## ACTIVITY
Repeat exactly, please, the opening lines of the data below, through and including the line where "- Add a timer for LLDP service." sits.

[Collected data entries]
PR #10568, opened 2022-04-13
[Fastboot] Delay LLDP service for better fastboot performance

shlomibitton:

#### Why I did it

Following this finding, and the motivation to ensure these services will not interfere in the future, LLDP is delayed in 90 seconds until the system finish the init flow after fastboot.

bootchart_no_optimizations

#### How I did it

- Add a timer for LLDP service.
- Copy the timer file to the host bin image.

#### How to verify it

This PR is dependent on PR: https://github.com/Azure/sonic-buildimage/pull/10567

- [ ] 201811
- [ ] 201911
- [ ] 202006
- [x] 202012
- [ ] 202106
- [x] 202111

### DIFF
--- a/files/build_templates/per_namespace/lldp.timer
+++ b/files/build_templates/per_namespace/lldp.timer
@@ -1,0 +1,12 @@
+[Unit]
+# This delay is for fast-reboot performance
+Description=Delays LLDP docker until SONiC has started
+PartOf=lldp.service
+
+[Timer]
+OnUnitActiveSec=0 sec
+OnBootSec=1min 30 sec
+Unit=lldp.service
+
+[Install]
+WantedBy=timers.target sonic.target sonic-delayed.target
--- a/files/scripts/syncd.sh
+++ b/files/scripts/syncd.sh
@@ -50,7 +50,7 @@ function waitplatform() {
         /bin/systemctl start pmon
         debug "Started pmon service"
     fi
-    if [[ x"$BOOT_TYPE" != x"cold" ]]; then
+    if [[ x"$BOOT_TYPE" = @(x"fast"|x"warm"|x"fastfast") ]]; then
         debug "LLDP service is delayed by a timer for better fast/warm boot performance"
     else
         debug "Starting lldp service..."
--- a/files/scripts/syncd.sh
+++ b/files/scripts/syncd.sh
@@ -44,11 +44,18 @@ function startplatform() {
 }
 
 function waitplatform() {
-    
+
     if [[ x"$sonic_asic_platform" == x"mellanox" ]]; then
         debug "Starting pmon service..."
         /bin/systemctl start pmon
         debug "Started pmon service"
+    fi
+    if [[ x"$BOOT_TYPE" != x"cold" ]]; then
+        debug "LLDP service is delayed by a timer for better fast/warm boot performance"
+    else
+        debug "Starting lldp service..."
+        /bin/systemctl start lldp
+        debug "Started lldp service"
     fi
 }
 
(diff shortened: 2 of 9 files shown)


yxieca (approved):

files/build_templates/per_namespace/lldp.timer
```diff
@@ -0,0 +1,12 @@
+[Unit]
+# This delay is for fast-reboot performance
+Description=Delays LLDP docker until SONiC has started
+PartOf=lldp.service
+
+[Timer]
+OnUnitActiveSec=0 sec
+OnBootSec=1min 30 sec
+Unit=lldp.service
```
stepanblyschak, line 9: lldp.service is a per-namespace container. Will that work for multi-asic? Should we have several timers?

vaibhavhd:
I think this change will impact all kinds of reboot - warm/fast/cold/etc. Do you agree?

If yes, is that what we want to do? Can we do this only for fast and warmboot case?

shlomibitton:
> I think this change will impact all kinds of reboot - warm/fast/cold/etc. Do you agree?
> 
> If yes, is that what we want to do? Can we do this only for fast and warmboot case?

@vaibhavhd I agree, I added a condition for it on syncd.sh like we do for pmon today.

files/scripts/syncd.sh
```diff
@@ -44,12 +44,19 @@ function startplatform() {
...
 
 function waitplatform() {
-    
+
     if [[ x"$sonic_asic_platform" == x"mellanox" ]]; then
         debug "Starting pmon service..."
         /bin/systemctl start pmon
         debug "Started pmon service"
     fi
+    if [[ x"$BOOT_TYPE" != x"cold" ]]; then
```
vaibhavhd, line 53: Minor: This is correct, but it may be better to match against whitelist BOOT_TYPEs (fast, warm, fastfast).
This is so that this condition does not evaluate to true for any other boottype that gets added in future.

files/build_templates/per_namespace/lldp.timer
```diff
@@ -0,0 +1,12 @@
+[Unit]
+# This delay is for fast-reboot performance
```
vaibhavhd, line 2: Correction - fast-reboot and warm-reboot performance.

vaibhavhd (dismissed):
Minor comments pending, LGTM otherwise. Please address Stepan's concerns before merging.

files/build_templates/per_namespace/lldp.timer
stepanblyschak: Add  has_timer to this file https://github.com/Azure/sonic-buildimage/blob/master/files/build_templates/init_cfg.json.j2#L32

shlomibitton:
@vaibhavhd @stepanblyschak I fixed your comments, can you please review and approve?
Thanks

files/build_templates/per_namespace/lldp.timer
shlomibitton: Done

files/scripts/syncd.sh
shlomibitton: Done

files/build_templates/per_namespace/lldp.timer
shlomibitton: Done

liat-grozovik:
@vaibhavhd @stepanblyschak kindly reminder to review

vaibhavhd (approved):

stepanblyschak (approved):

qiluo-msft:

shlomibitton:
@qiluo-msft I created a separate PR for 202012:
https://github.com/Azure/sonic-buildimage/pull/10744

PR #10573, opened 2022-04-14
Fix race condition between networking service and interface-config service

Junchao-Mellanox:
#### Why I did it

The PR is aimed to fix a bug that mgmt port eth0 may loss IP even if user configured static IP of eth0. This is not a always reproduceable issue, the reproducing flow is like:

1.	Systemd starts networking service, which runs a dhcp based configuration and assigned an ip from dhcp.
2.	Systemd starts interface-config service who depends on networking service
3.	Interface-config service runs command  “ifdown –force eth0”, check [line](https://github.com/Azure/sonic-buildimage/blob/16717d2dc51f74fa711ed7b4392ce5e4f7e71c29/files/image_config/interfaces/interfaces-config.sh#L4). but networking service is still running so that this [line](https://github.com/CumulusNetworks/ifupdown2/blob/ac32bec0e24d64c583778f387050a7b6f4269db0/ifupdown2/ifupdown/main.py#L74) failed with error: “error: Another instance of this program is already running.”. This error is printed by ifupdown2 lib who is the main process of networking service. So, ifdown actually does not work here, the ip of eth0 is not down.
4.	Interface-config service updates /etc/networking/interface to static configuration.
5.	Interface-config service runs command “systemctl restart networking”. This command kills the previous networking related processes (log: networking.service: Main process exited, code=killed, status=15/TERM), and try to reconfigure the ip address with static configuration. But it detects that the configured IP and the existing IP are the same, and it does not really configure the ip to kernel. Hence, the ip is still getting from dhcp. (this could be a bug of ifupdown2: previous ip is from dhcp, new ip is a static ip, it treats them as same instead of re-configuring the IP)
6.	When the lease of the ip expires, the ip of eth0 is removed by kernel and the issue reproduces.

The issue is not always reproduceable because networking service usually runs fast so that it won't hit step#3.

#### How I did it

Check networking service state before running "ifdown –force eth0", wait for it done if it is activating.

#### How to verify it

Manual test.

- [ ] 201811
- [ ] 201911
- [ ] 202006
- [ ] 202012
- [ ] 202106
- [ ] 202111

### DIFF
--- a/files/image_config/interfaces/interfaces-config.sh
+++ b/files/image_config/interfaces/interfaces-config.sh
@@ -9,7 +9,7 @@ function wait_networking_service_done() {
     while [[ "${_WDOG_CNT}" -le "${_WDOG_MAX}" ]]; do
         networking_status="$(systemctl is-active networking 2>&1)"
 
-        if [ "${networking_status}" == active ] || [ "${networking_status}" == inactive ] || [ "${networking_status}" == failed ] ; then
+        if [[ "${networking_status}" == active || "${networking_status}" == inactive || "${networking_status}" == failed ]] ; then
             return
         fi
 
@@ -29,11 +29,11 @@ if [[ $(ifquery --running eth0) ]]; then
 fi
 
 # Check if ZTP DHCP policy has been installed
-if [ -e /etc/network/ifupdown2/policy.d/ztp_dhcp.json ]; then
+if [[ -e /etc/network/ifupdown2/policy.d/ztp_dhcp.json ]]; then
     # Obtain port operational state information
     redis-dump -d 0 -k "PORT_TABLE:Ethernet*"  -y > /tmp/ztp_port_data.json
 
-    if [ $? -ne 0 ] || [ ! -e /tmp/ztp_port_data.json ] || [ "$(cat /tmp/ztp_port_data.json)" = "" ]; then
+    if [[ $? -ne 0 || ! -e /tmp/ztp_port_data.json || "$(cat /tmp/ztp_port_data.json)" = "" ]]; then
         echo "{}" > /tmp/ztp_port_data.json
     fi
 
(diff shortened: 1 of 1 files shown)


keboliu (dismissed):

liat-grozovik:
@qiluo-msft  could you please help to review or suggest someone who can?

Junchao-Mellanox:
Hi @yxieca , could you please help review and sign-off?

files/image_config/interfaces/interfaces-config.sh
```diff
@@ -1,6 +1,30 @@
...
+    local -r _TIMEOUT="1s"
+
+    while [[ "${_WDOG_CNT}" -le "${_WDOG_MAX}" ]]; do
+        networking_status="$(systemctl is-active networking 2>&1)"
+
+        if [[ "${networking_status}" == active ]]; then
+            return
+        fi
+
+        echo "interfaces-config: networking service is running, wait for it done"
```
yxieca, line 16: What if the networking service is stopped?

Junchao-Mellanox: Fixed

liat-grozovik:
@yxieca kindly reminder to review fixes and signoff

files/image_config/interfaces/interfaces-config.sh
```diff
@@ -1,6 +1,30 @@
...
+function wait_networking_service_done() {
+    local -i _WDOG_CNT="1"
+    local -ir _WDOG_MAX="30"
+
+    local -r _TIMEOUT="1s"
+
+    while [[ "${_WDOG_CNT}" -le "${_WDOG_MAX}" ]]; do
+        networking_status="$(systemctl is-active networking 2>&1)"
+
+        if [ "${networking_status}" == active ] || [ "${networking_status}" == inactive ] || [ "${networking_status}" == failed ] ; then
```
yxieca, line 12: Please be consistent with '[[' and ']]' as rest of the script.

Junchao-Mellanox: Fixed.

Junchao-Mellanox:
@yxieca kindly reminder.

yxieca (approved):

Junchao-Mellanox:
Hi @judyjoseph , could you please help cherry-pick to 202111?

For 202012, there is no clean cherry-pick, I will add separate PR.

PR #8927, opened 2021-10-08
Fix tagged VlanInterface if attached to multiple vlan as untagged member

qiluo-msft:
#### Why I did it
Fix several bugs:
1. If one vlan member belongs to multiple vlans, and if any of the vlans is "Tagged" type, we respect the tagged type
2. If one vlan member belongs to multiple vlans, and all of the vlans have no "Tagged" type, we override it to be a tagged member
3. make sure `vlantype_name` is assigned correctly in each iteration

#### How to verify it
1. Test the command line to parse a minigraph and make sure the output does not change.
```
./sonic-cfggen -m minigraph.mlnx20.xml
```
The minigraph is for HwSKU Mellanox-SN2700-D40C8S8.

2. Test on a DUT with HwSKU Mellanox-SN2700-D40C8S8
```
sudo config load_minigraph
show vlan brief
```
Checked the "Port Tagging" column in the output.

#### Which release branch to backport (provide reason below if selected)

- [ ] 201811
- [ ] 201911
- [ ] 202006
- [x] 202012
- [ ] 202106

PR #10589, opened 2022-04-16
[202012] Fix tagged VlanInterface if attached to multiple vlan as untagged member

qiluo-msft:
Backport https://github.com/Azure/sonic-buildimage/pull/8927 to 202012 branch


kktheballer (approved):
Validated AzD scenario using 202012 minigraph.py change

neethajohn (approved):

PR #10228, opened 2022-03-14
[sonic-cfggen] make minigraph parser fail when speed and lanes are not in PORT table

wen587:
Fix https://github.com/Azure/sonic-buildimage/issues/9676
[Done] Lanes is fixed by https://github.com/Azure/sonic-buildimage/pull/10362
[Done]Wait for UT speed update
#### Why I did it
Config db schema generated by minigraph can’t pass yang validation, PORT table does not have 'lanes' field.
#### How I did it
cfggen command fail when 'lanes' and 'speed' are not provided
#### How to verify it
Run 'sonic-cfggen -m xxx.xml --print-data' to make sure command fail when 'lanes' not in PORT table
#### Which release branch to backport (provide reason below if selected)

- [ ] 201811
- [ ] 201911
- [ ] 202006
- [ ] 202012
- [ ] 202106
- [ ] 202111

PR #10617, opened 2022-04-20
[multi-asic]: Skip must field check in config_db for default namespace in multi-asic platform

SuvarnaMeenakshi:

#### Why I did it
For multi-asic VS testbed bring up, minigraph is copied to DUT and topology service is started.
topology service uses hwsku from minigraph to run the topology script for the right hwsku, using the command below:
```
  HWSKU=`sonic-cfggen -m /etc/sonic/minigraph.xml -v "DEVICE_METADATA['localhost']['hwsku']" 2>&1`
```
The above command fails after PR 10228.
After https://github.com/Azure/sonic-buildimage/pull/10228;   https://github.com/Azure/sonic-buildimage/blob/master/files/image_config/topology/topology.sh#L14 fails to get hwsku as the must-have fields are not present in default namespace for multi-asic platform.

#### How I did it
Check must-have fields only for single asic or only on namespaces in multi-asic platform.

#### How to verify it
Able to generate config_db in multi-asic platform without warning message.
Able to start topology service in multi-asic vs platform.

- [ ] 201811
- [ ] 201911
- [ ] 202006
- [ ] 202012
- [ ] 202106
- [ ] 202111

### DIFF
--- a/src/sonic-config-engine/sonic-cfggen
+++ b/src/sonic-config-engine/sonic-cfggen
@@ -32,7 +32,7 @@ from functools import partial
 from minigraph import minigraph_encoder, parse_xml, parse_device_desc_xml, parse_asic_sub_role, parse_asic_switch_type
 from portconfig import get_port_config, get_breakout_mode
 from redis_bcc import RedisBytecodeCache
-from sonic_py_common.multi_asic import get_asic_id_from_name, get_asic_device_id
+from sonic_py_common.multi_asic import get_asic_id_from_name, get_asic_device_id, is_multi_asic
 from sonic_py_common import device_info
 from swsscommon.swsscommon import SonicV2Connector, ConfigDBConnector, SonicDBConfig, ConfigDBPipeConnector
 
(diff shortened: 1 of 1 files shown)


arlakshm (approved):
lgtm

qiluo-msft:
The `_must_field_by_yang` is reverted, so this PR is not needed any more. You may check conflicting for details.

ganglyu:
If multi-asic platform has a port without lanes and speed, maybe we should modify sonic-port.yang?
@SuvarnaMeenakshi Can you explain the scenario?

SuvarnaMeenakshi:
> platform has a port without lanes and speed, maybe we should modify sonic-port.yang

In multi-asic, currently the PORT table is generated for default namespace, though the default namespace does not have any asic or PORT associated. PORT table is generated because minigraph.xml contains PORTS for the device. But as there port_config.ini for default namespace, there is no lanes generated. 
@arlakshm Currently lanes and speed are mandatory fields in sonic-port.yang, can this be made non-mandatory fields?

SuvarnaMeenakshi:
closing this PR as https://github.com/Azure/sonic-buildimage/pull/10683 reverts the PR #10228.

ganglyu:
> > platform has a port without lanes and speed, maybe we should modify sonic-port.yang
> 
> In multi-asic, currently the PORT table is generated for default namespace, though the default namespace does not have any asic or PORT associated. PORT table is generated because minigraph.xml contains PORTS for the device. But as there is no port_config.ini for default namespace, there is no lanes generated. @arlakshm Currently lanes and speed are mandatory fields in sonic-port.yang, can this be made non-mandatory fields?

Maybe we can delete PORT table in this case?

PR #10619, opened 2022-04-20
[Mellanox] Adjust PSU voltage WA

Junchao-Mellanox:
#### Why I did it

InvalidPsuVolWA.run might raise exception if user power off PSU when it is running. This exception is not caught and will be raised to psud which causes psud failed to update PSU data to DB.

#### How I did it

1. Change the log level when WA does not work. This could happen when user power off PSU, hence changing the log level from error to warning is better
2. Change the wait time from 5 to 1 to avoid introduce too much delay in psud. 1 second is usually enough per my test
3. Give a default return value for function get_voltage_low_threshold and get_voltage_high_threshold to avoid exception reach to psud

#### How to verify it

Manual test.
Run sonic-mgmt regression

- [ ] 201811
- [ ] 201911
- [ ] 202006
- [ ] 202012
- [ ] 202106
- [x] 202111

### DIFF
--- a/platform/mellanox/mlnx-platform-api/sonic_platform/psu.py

## RESPONSE TO THIS EXERCISE
PR #10568, opened 2022-04-13
[Fastboot] Delay LLDP service for better fastboot performance

shlomibitton:

#### Why I did it

Following this finding, and the motivation to ensure these services will not interfere in the future, LLDP is delayed in 90 seconds until the system finish the init flow after fastboot.

bootchart_no_optimizations

#### How I did it

- Add a timer for LLDP service.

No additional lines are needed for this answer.